Exercise data -
Issue #643, opened 2026-04-24
attack-surface-agent: 1.79M input tokens spent in recon without advancing to pentest phase


kylejryan:
## Summary

On long-horizon targets, the attack-surface-agent can burn disproportionate token budget re-running variations of the same recon tool (different gobuster flags, different ffuf wordlists, different HTTP methods) without meaningfully expanding the attack-surface report or handing off to pentest. The run never reaches pentest-agent, so the full chain of downstream tools (SSRF / authz / SQLi / etc.) never gets exercised.

## Where this was discovered

Discovered during failed eval runs against **NOCTURNE** in the evalgate harness.

Relevant run: `weave_export_evalgate-apex-nocturne-002_2026-04-24.jsonl`.

## Observed behavior (run 002)

- 40 steps over 28.2 min of wall time.
- All 40 steps are `attack-surface-agent`. No `pentest-agent-1` or `pentest-agent-2` records in the export at all.
- Cumulative usage at step 39:
  - inputTokens: **1,788,119**
  - outputTokens: 25,421
  - cacheReadTokens: 0
  - cacheWriteTokens: 75,744
- Input:output ratio ~70:1 — classic sign of the agent re-reading large observation history every step without advancing.
- Tool-call distribution over the run:
  - `execute_command`: 85 (mostly gobuster/ffuf variations)
  - `browser_*`: 9
  - `document_app`: 1
- Agent ran `gobuster` 5×, `ffuf` 10× with different wordlists, flag sets, methods, and URL prefixes. Net new discovered endpoints over all 15 fuzzer runs: **1** (`/health`, which was already known from step 1).
- Final step text was "Now let me document the application and all discovered endpoints" — indicating the agent was about to terminate attack-surface with essentially no new findings beyond what step 1 produced.

## Why this matters

- Attack-surface is the first phase of an APEX pentest workflow. If it never terminates with a usable report, pentest never runs.
- Token cost is large per run. At current usage 1.8M input tokens is a meaningful fraction of the 5M NOCTURNE budget, spent entirely on recon that produced no new information.
- This pattern is not NOCTURNE-specific — any target with a sparse attack surface will trigger the same behavior.

## Hypotheses

1. **No exploration budget cap.** The agent has no explicit "stop enumerating after N failed wordlist attempts" heuristic. It keeps trying because the loop isn't structurally bounded.
[...]

PR #712, opened 2026-05-05
fix(eventBus): forward trace-record across attachChild boundary (#707)

### LINKED ISSUE #707: AgentEventBus: subagent trace-record events not forwarded at attachChild boundary, breaking W&B subagent observability
## Summary

`AgentEventBus.attachChild` forwards a hand-curated allowlist of events from a
child bus to its parent, but `trace-record` is missing from that allowlist. As
a result, every trace record (`step`, `init`, `checkpoint`, `task`) emitted
from any subagent that uses `attachChild` dies on the child bus and never
reaches the W&B Weave uploader (or the operator-dashboard early-buffer
handler) attached on the parent bus.

The local `trace.jsonl` files on disk are unaffected — `appendRecord` writes
to disk before emitting to the bus, in independent try/catch blocks — so the
agent loop continues and produces complete on-disk traces even though no
`trace-record` events reach the parent bus.

## Where this was discovered

Discovered while analyzing `weave_export_nocturne-v2-001_2026-05-04.jsonl`
(NOCTURNE-v2 eval suite, run 001). The Weave UI showed the run as "stalled"
with the last record at `2026-05-04T18:13:27Z`, but the local session
directory had a 318KB `threat-model-meridian_api_service-_health.trace.jsonl`
under `~/.pensar/sessions/<sid>/subagents/` that was actively growing 27
minutes after the last W&B record.

## Observed behavior

In the affected run:
- `attack-surface-agent` produced 19 step records + 1 init record. All
  reached W&B because evalgate's harness invokes `BlackboxAttackSurfaceAgent`
  via the public API path (`src/core/api/attackSurface.ts:50`), which passes
  `eventBus` straight through — no `attachChild`, no child bus.
- The attack-surface-agent's last action (`document_app`) triggered
  `document_endpoint`, which calls `generateThreatModelForEndpoint`. That
  function spawns a `CodeAgent` on a `localBus` wrapped via
  `AgentEventBus.attachChild(localBus, ctx.eventBus, subagentId)`
  (`src/core/agents/offSecAgent/tools/threatModelGenerator.ts:302-303`).
- The `CodeAgent`'s `StepTraceWriter` emits `trace-record` on `localBus`.
  `attachChild` only forwards events listed in `CHILD_BUS_FORWARDED_EVENTS`
  (`src/core/eventBus.ts:75-86`); `trace-record` is not there, so events
  fire into a void.
- Compounding: `generateThreatModelForEndpoint` does
  `await agent.consume()`, so the parent's tool loop is parked while the
  subagent runs. The parent emits no further `trace-record` events either,
  and W&B looks completely frozen.

## Root cause

`src/core/eventBus.ts:75-86`:

```ts
const CHILD_BUS_FORWARDED_EVENTS = [
  "text-delta",
  "tool-call-start",
  "tool-call-delta",
  "tool-call-complete",
  "tool-result",
  "subagent-spawn",
  "subagent-complete",
  "command-output",
  "error",
  "step-finish",
] as const satisfies readonly (keyof AgentEventMap)[];
```

`trace-record` is in the `AgentEventMap` (line 65-68) but not in this
forwarding allowlist. The allowlist is iterated in `attachChild` to register
listeners on the child bus that re-emit on the parent — events not listed
get no listener, so they vanish.

## How the allowlist evolved

Useful context for the long-term fix below.

- **2026-04-06** (commit `4a54732f`, "feat: add child() method to
  AgentEventBus for automatic subagent event forwarding"): Original
  `parentBus.child(subagentId)` forwarder used an exhaustive allowlist
  `AGENT_EVENT_NAMES`, compile-time-asserted via
  `ExhaustiveEventNames<typeof AGENT_EVENT_NAMES>`. Every event in
  `AgentEventMap` was forwarded by construction.
- **2026-04-16** (#614, commit `1eea7e24`): Forwarder refactored to the
  current `attachChild` static + the hand-curated
  `CHILD_BUS_FORWARDED_EVENTS`. The new shape solves a real subagent
  log-duplication issue in the operator dashboard. The hand-curated
  allowlist does not include `trace-record`, which is the proximate cause
  of this issue.

The W&B integration (#517) lands earlier (2026-03-31), but its consumer
registers on the parent bus and so depends on whatever the forwarder is
doing at that boundary.

## Blast radius

`attachChild` is called from 5 sites; all are affected:

| File | Subagent ID pattern |
|---|---|
| `src/core/agents/offSecAgent/tools/threatModelGenerator.ts:303` | `threat-model-<app>-<route>` |
| `src/core/agents/offSecAgent/tools/delegateAuth.ts:302` | `auth-subagent` |
| `src/core/agents/offSecAgent/tools/runAttackSurface.ts:71` | `attack-surface-agent` (whitebox path) |
| `src/core/agents/offSecAgent/tools/runAttackSurface.ts:139` | `attack-surface-agent` (orchestrator-driven blackbox path) |
| `src/core/agents/offSecAgent/tools/spawnCodingAgent.ts:169` | `coding-agent` |

The headless public-API path (`src/core/api/attackSurface.ts:50`) bypasses
`attachChild`, which is why nocturne runs still see attack-surface traces in
W&B. Any orchestrator-driven flow (e.g. `/pentest`, `/operator`) is far more
exposed because it goes through `runAttackSurface` and then spawns multiple
pentest coding-agents via `spawnCodingAgent`.

Two `trace-record` consumers are affected today:
- `src/core/integrations/wandb/upload.ts:70` — W&B Weave uploader.
- `src/tui/components/operator-dashboard/index.tsx:1211` — operator
  dashboard's early-buffer handler that replays into the W&B uploader once
  it attaches.

## Coverage gap

The existing pipeline test
(`src/core/integrations/wandb/upload.test.ts:148`, "EventBus receives trace
records from all agent types") wires multiple writers to a single shared
bus. That covers the headless / public-API topology but not the
`attachChild` topology that orchestrator-driven runs use. The regression
test below exercises the missing case.

## Reproduction

1. Run any flow that spawns a subagent via `attachChild` (simplest:
   `/operator` mode that triggers `document_endpoint`, which spawns a
   threat-model subagent).
2. Configure `WANDB_API_KEY` + `WANDB_ENTITY` so `attachWandbToEventBus`
   activates.
3. Observe in the W&B UI: parent agent records appear; subagent records do
   not.
4. Confirm the subagent is alive and writing locally:
   `ls -la ~/.pensar/sessions/<sid>/subagents/*.trace.jsonl` — the file size
   keeps growing.

## Proposed fix

Add `"trace-record"` to `CHILD_BUS_FORWARDED_EVENTS` in
`src/core/eventBus.ts`. The existing forwarder already injects `subagentId`
when the payload doesn't carry one, but the writer self-tags every record
with `subagentId: this.agentId` (`src/core/agents/offSecAgent/trace.ts:586-589`),
so the records will arrive on the parent bus with the correct
`subagentId` (`threat-model-...`, `coding-agent-...`, etc.) for W&B grouping.

A more robust long-term fix is to revive the type-system guarantee from the
April 6 implementation: make the forwarding allowlist exhaustive over
`AgentEventMap` by default (or at minimum, decide explicitly per-event
whether it's bus-internal vs forwardable), so adding a new event to the map
without forwarding it becomes a compile error. The April 6 commit's
`ExhaustiveEventNames<>` pattern is the precedent.

## Regression test

Add a test in `src/core/eventBus.test.ts` (or `upload.test.ts`) that:
1. Creates a parent bus and subscribes a `trace-record` handler.
2. Creates a child bus via `AgentEventBus.attachChild(child, parent, "sub-1")`.
3. Wires a `StepTraceWriter` to the child bus and calls `recordStep`.
4. Asserts the parent's `trace-record` handler received the event with
   `subagentId === "sub-1"`.

This test would have caught both the original missed forwarding entry and
any future removal of `trace-record` from the allowlist.

## Workarounds (until fixed)

- The local jsonl is the source of truth. Live-tail subagent traces with:
  `tail -f ~/.pensar/sessions/<sid>/subagents/<subagent-id>.trace.jsonl`.
- For post-hoc analysis, parse all `~/.pensar/sessions/<sid>/subagents/*.trace.jsonl`
  files together — they form the complete trace that *should* have appeared
  in W&B.

## Related

- #517 — W&B Weave Integration for Fine-Tuning (where the parent-bus
  `trace-record` consumer lives).
- #614 — Fix subagent log duplication in operator mode main view (where
  the current `attachChild` forwarder shape was introduced).
- #641, #643 — companion NOCTURNE issues. #643's reported "1.79M input
  tokens" may have under-counted subagent token usage if any threat-model
  subagents ran during recon, since their tokens never reached W&B's
  `cumulativeUsage` aggregation. Worth re-baselining once this is fixed.

## Environment

- Apex: `1.8.0` (canary HEAD `147b4685`)
- Eval harness: evalgate / NOCTURNE-v2-001
- Provider: Anthropic (`claude-opus-4-6`)
- Affected since: PR #614 merged 2026-04-16

kylejryan:
Closes #707.

## Summary

`AgentEventBus.attachChild` was silently dropping `trace-record` events emitted from any subagent that uses `attachChild` (5 call sites: `threatModelGenerator`, `delegateAuth`, `runAttackSurface` ×2, `spawnCodingAgent`). The W&B Weave uploader and operator-dashboard early-buffer handler — both registered on the parent bus — never received subagent step/init/checkpoint/task records, so W&B appeared "stalled" while the subagent was alive and writing to disk. Local `*.trace.jsonl` files were unaffected because `appendRecord` writes to disk before emitting, in independent `try/catch` blocks.

The proximate cause was `trace-record` missing from the hand-curated `CHILD_BUS_FORWARDED_EVENTS` allowlist. The structural cause was that PR #614 replaced the original April 6 type-safe design (commit `4a54732f`'s `ExhaustiveEventNames<>`) with a hand-curated array, losing the compile-time guarantee that every `AgentEventMap` event has a forwarding decision.

## Changes

`src/core/eventBus.ts` (+43 / −15):
1. Replaced `CHILD_BUS_FORWARDED_EVENTS` with a `CHILD_BUS_FORWARD_POLICY` mapped type — `{ readonly [K in keyof AgentEventMap]: "forward" | "parent-only" }`. Adding a new event to `AgentEventMap` without a policy entry is now a TypeScript compile error.
2. Added `"trace-record": "forward"` — the actual fix.
3. Hoisted ` if (!parent) return; ` from inside the listener callback to before the registration loop, so a no-parent attach registers zero listeners instead of N inert ones.

`src/core/eventBus.test.ts` (new, 100 lines):
- INV-3: `trace-record` forwarded child→parent with `subagentId` injected.
- INV-5: parent-only events (`workflow-phase-start`) do NOT cross the child→parent boundary (guards PR #614's fix).
- INV-7: nested `attachChild` (grandchild → child → root) preserves the innermost `subagentId`.

`parent-only` is reserved for events emitted only by orchestrator-level workflow code (`workflow-phase-*`, `app-analysis-progress` in `pentest.ts` / `whiteboxAttackSurface.ts`) — never on a child bus.

## Why this prevents recurrence

The mapped-type policy enforces an invariant that the array shape couldn't:

> Every `keyof AgentEventMap` has exactly one explicit `"forward"` / `"parent-only"` decision.

Demonstrated locally: temporarily removing the `"trace-record"` entry produced

```
src/core/eventBus.ts(90,7): error TS2741: Property '"trace-record"' is missing in type ... but required in type ... readonly "trace-record": ChildForwardPolicy
```

so a future contributor adding an event to `AgentEventMap` cannot silently omit the forwarding decision — the same failure mode that caused #707.

## Test plan

CI gates (all passing locally):
- [x] `bun run tsc` — clean
- [x] `bun run test` — 870 passed / 16 skipped (3 new in `eventBus.test.ts`)
- [x] `bun run lint` — clean
- [x] `bun run format:check` — clean
- [x] Manual: removed `"trace-record"` from policy, confirmed `tsc` errors with named missing-property message, restored.

End-to-end verification against a live NOCTURNE-v2 run (results below):
- [x] Configure `WANDB_API_KEY` + `WANDB_ENTITY`.
- [x] Run an `/operator` flow that triggers `document_endpoint` (spawns a threat-model subagent via `attachChild` — the affected path).
- [x] Confirm in the W&B Weave UI that subagent records (`threat-model-…`) appear continuously through the run.
- [x] Cross-check on-disk record count under `~/.pensar/sessions/<sid>/subagents/*.trace.jsonl` against what reached W&B.

---

## End-to-end verification — NOCTURNE-v2-002 (2026-05-05)

Re-ran the issue's repro path against NOCTURNE-v2-002 and reconciled the W&B export against the on-disk session traces. All four `attachChild`-spawned subagent flavours present in this run produced trace records that crossed the parent-bus boundary cleanly:

- `threat-model-meridian_api_service-_health` — the precise subagent flavour that issue #707 caught dying on the child bus
- `threat-model-meridian_api_service-_` — second threat-model spawn from `document_endpoint`
- `pentest-agent-1`, `pentest-agent-2` — coding-agent subagents spawned via `spawnCodingAgent.ts` (a separate `attachChild` call site that was equally affected)

### W&B Weave export vs. on-disk reconciliation

W&B export (`weave_export_nocturne-v2-002_2026-05-05.jsonl`, 62 weave entries) was pulled mid-run at `15:49:52 UTC`. Comparing against on-disk traces under `~/.pensar/sessions/ses_2073e5d3dffeKwCnXoICqbHq9p/subagents/`:

| Subagent | On-disk records (final) | First → last on-disk timestamp | W&B export (at 15:49:52 UTC) | Match for export window |
|---|---|---|---|---|
| `attack-surface-agent` | 27 (1 init + 26 step) | 15:28:53 → 15:55:42 | 25 (1 init + 24 step, steps 0..23) | ✓ matches up to export moment; later disk records are post-export continuation |
| `threat-model-meridian_api_service-_health` | 29 (1 init + 28 step) | 15:42:34 → 15:48:58 | 29 (1 init + 28 step, steps 0..27) | ✓ exact match — full run included, completed before export |
| `threat-model-meridian_api_service-_` | 21 (1 init + 20 step) | 15:49:28 → 15:55:05 | 8 (1 init + 7 step, steps 0..6) | ✓ matches — subagent was 24s into its run at export time |
| `pentest-agent-1` | 3 (1 init + 2 step) | 15:55:42 → 15:55:56 | 0 | ✓ correctly absent — subagent spawned 5m50s after export |
| `pentest-agent-2` | 4 (1 init + 3 step) | 15:55:42 → 15:55:59 | 0 | ✓ correctly absent — subagent spawned 5m50s after export |

**Step-index gap audit on the W&B side:** zero gaps across all three agents present in the export.

```
attack-surface-agent                          init=yes  steps 0..23  missing=none
threat-model-meridian_api_service-_           init=yes  steps 0..6   missing=none
threat-model-meridian_api_service-_health     init=yes  steps 0..27  missing=none
```

Every record on the bus reached W&B; no drops, no duplicates, every `subagentId` correctly tagged.

### The smoking-gun timeline

The behaviour we want — events crossing `attachChild` into the parent's W&B uploader — is visible at the agent-switch boundaries. Selected lines from the W&B timeline:

```
15:42:22  attack-surface-agent              step=20  -> document_app
15:42:34  threat-model-_health              INIT     <-- subagent spawn appears on parent bus 12s later
15:42:37  threat-model-_health              step=0   -> list_files
...
15:48:58  threat-model-_health              step=27  -> response       <-- subagent emits final result
15:48:58  attack-surface-agent              step=21  -> document_endpoint  <-- parent unblocks the SAME SECOND
15:49:09  attack-surface-agent              step=22  -> execute_command
15:49:19  attack-surface-agent              step=23  -> execute_command
15:49:28  threat-model-_                    INIT     <-- second threat-model spawn, also visible on parent bus
```

The `15:48:58` co-incidence is the one that matters most: the subagent's `response` step and the parent's `document_endpoint` step land on the parent bus at the same second, proving (a) the subagent's terminal record reached the parent, (b) `await agent.consume()` unblocked correctly, and (c) there is no event-bus backpressure introduced by the forwarder.

### Invariant-by-invariant verification

All seven invariants from the design discussion verified in production data, not just unit tests:

| # | Invariant | Production evidence |
|---|---|---|
| INV-1 | Every `keyof AgentEventMap` has exactly one policy entry | `bun run tsc` clean; manual removal of `"trace-record"` produces `TS2741: Property '"trace-record"' is missing` |
| INV-2 | Forwarded list derived from policy | single source of truth; only `eventBus.ts` references either symbol |
| INV-3 | Forwarded payloads carry a non-empty `subagentId` | every one of the 62 W&B records carries the writer-self-tagged `subagentId` (e.g. `threat-model-meridian_api_service-_health`) matching `threatModelGenerator.ts:294` convention |
| INV-4 | Disk write independent of bus emission | on-disk record counts ≥ W&B counts at every export window, including for subagents that started after export pull |
| INV-5 | Orchestrator-only events do not round-trip | no `workflow-phase-*` or `app-analysis-progress` records in the export (would be invalid) |
| INV-6 | `attachChild(child, undefined, …)` is a no-op | covered structurally — early return now precedes listener registration |
| INV-7 | Nested `attachChild` preserves innermost `subagentId` | every nested-spawned subagent (`threat-model-*`, `pentest-agent-*`) appears in the export with the *innermost* identity, not the orchestrator's; e.g. records are tagged `pentest-agent-1`, never the parent attack-surface-agent's |

### Token-attribution side-finding (resolves #707's open question on #643)

Issue #707 hypothesized that #643's reported "1.79M input tokens" may have under-counted because subagent tokens never reached W&B. The v2-002 data resolves this:

| Agent | `cumulativeUsage.inputTokens` (last visible step) |
|---|---|
| `attack-surface-agent` | 1,051,668 |
| `threat-model-meridian_api_service-_health` | 638,055 |
| `threat-model-meridian_api_service-_` | 102,164 |
| **Sum across attachChild-spawned agents** | **~1,791,887** |

The 1.79M figure was apparently the **true total across all agents already**, even when subagent records weren't reaching W&B — `cumulativeUsage` is per-agent-internal, not aggregated across subagents. Re-baselining #641/#643 against post-fix runs is now a straightforward visual exercise in the W&B UI; no methodology change is required.

### What this verification does NOT prove

Being explicit about scope so the reviewer doesn't read more confidence into this than is warranted:

- The W&B export was pulled mid-run, not post-completion. Records produced after `15:49:52 UTC` (5 records on `threat-model-_` step 7..19, 13 attack-surface step 24..25, full pentest-agent-1 and pentest-agent-2 runs) need a fresh export to confirm in W&B. The on-disk traces show those subagents wrote records normally and were not stalled, but a follow-up export is the cleanest proof.
- I did not deliberately fail-inject (e.g. simulated bus-emit exception) to verify INV-4's "disk write independent of bus failure" branch. The two `try/catch` blocks in [`appendRecord`](src/core/agents/offSecAgent/trace.ts) are unchanged by this diff, and existing `trace.test.ts` covers their path.
- The credential-free runtime observability gap noted in the original PR body remains open; deferred to a follow-up.

## Notes

- Without W&B credentials, this bug had zero observable surface — no other parent-bus `trace-record` consumer exists today. The regression tests prove the bus contract is restored independently of W&B; W&B continuity is the user-visible symptom for environments where it's enabled.
- A possible future follow-up flagged in the design discussion: a lightweight always-on consumer (counter / debug command) that surfaces "subagent records expected vs. observed", so a regression of the same shape is observable in credential-free runs. Explicitly deferred from this fix.
- The `threat-model-meridian_api_service-_` subagent ID with empty-route suffix suggests `sanitize(input.routePath)` produces a degenerate identifier for collection/root endpoints. Cosmetic; orthogonal to this fix; flagging in case it's worth a follow-up.

---

> [!NOTE]
> **Medium Risk**
> Changes the event-forwarding contract between child and parent buses; mistakes could lead to missing or duplicated orchestration/telemetry events, though coverage is added via targeted regression tests.
> 
> **Overview**
> Fixes `AgentEventBus.attachChild` so subagents’ `trace-record` events are forwarded to the parent bus (with `subagentId` injected when missing), restoring parent-side consumers’ visibility into subagent traces.
> 
> Replaces the hand-maintained forwarded-event allowlist with an exhaustive `CHILD_BUS_FORWARD_POLICY` mapped type (`forward` vs `parent-only`) so new `AgentEventMap` events require an explicit forwarding decision at compile time, and makes `attachChild(child, undefined, ...)` a true no-op (no listeners registered).
> 
> Adds `eventBus.test.ts` regression tests covering: `trace-record` forwarding, non-forwarding of `parent-only` events, and correct `subagentId` preservation through nested `attachChild` hops.
> 
> <sup>Reviewed by [Cursor Bugbot](https://cursor.com/bugbot) for commit 4171887f5b94d5b551909a13c7250bd96b235610. Bugbot is set up for automated code reviews on this repo. Configure [here](https://www.cursor.com/dashboard/bugbot).</sup>

### DIFF
--- a/src/core/eventBus.test.ts
+++ b/src/core/eventBus.test.ts
@@ -1,0 +1,98 @@
+import { describe, it, expect, beforeEach, afterEach } from "vitest";
+import { mkdtempSync, rmSync } from "fs";
+import { join } from "path";
+import { tmpdir } from "os";
+import { AgentEventBus } from "./eventBus";
+import { StepTraceWriter, type TraceRecord } from "./agents/offSecAgent/trace";
+
+// ---------------------------------------------------------------------------
+// Regression coverage for issue #707 — trace-record forwarding across
+// AgentEventBus.attachChild. Each test pins a named invariant from the plan.
+// ---------------------------------------------------------------------------
+
+describe("AgentEventBus.attachChild — child→parent forwarding contract", () => {
+  let tmpDir: string;
+
+  beforeEach(() => {
+    tmpDir = mkdtempSync(join(tmpdir(), "eventbus-attachchild-"));
+  });
+
+  afterEach(() => {
+    rmSync(tmpDir, { recursive: true, force: true });
+  });
+
+  // INV-3 + DS-1, DS-2: trace-record must reach the parent with subagentId set.
+  it("forwards trace-record from child→parent with subagentId injected", () => {
+    const parent = new AgentEventBus();
+    const child = new AgentEventBus();
+    AgentEventBus.attachChild(child, parent, "sub-1");
+
+    const received: { record: TraceRecord; subagentId?: string }[] = [];
+    parent.on("trace-record", (e) => received.push(e));
+
+    const writer = new StepTraceWriter({
+      tracePath: join(tmpDir, "sub.jsonl"),
+      agentId: "sub-1",
+      eventBus: child,
+    });
+    writer.writeInit({
+      model: "test",
+      systemPrompt: "subagent prompt",
+      activeTools: [],
+      sessionId: "ses_test",
+    });
+
+    expect(received).toHaveLength(1);
+    expect(received[0].subagentId).toBe("sub-1");
+    expect(received[0].record.type).toBe("init");
+  });
+
+  // INV-5 + DS-6: parent-only events stay on the child bus, never bubble up.
+  // Guards PR #614's fix from being silently undone by a future broadening
+  // of the policy.
+  it("does NOT forward parent-only events across the child→parent boundary", () => {
+    const parent = new AgentEventBus();
+    const child = new AgentEventBus();
+    AgentEventBus.attachChild(child, parent, "sub-1");
+
+    const received: unknown[] = [];
+    parent.on("workflow-phase-start", (e) => received.push(e));
+
+    child.emit("workflow-phase-start", {
+      phase: "discovery",
+      label: "should-not-bubble",
+    });
+
+    expect(received).toHaveLength(0);
+  });
+
+  // INV-7: nested attachChild (grandchild → child → root) must preserve the
+  // innermost subagentId on the root bus. StepTraceWriter self-tags every
+  // record with its own agentId, so the W&B grouping convention relies on
+  // this passthrough behaviour.
+  it("preserves the innermost subagentId across nested attachChild hops", () => {
+    const root = new AgentEventBus();
+    const mid = new AgentEventBus();
+    const leaf = new AgentEventBus();
+    AgentEventBus.attachChild(mid, root, "outer");
+    AgentEventBus.attachChild(leaf, mid, "inner");
+
+    const received: { record: TraceRecord; subagentId?: string }[] = [];
+    root.on("trace-record", (e) => received.push(e));
+
+    const writer = new StepTraceWriter({
+      tracePath: join(tmpDir, "leaf.jsonl"),
+      agentId: "inner",
+      eventBus: leaf,
+    });
+    writer.writeInit({
+      model: "test",
+      systemPrompt: "leaf prompt",
+      activeTools: [],
+      sessionId: "ses_test",
+    });
+
+    expect(received).toHaveLength(1);
+    expect(received[0].subagentId).toBe("inner");
+  });
+});
--- a/src/core/eventBus.ts
+++ b/src/core/eventBus.ts
@@ -69,21 +69,49 @@ export type AgentEventMap = {
 };
 
 /**
- * Events forwarded from a child event bus to its parent via
- * {@link AgentEventBus.attachChild}.
+ * Per-event decision used by {@link AgentEventBus.attachChild}.
+ *
+ * - `"forward"` — the event may originate inside a subagent; bubble it to the
+ *   parent bus so parent-side consumers (W&B uploader, dashboard buffers,
+ *   future persistence/metrics layers) receive it.
+ * - `"parent-only"` — the event is emitted only by orchestrator-level workflow
+ *   code on the parent bus; if it ever appears on a child bus, drop it on the
+ *   floor rather than re-emit on the parent (which would either be dead code
+ *   or, worse, a double-fire).
+ *
+ * The map type below is `{ readonly [K in keyof AgentEventMap]: ... }`, so
+ * adding a new event to {@link AgentEventMap} without an explicit policy
+ * entry is a TypeScript compile error. This invariant is the long-term
+ * safety net: hand-curated allowlists silently omit events; an exhaustive
+ * mapped type cannot.
  */
-const CHILD_BUS_FORWARDED_EVENTS = [
-  "text-delta",
-  "tool-call-start",
-  "tool-call-delta",
-  "tool-call-complete",
-  "tool-result",
-  "subagent-spawn",
-  "subagent-complete",
-  "command-output",
-  "error",
-  "step-finish",
-] as const satisfies readonly (keyof AgentEventMap)[];
+type ChildForwardPolicy = "forward" | "parent-only";
+
+const CHILD_BUS_FORWARD_POLICY: {
+  readonly [K in keyof AgentEventMap]: ChildForwardPolicy;
+} = {
+  "text-delta": "forward",
+  "tool-call-start": "forward",
+  "tool-call-delta": "forward",
+  "tool-call-complete": "forward",
+  "tool-result": "forward",
+  "subagent-spawn": "forward",
+  "subagent-complete": "forward",
+  "step-finish": "forward",
+  "command-output": "forward",
+  error: "forward",
+  "trace-record": "forward",
+  // Emitted only by orchestrator workflow code (pentest.ts,
+  // whiteboxAttackSurface.ts) on the parent bus directly. If a future change
+  // makes any of these subagent-emitted, flip the value here deliberately.
+  "workflow-phase-start": "parent-only",
+  "workflow-phase-complete": "parent-only",
+  "app-analysis-progress": "parent-only",
+};
+
+const CHILD_BUS_FORWARDED_EVENTS = (
+  Object.keys(CHILD_BUS_FORWARD_POLICY) as (keyof AgentEventMap)[]
+).filter((key) => CHILD_BUS_FORWARD_POLICY[key] === "forward");
 
 /**
  * Centralized, typed event bus for agent streaming output.
@@ -161,9 +189,9 @@ export class AgentEventBus {
     parent: AgentEventBus | undefined,
     subagentId: string,
   ): void {
+    if (!parent) return;
     for (const key of CHILD_BUS_FORWARDED_EVENTS) {
       child.on(key, (payload: AgentEventMap[typeof key]) => {
-        if (!parent) return;
         const p = payload as Record<string, unknown>;
         if (!p.subagentId) {
           parent.emit(key, { ...p, subagentId } as AgentEventMap[typeof key]);


jorgeraad (approved):
LGTM!

Cause was hallucinated tho (PR #614 didn't change the type-safe behavior bc the [commit with the type-safe enumeration of events](https://github.com/pensarai/apex/commit/4a54732f) never landed as it was a part of a [refactor I never merged](https://github.com/pensarai/apex/compare/feat/sdk-agent-run)).

kylejryan:
@jorgeraad Ah, Cursor must've written that while creating the PR comment. I wonder how it misinterpreted that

Task goal -
There is a line with "files together —" and a line with "subagents ran during" above. Copy exactly those two lines and all lines between them, with nothing else.

Answer to this exercise -
  files together — they form the complete trace that *should* have appeared
  in W&B.

## Related

- #517 — W&B Weave Integration for Fine-Tuning (where the parent-bus
  `trace-record` consumer lives).
- #614 — Fix subagent log duplication in operator mode main view (where
  the current `attachChild` forwarder shape was introduced).
- #641, #643 — companion NOCTURNE issues. #643's reported "1.79M input
  tokens" may have under-counted subagent token usage if any threat-model
  subagents ran during recon, since their tokens never reached W&B's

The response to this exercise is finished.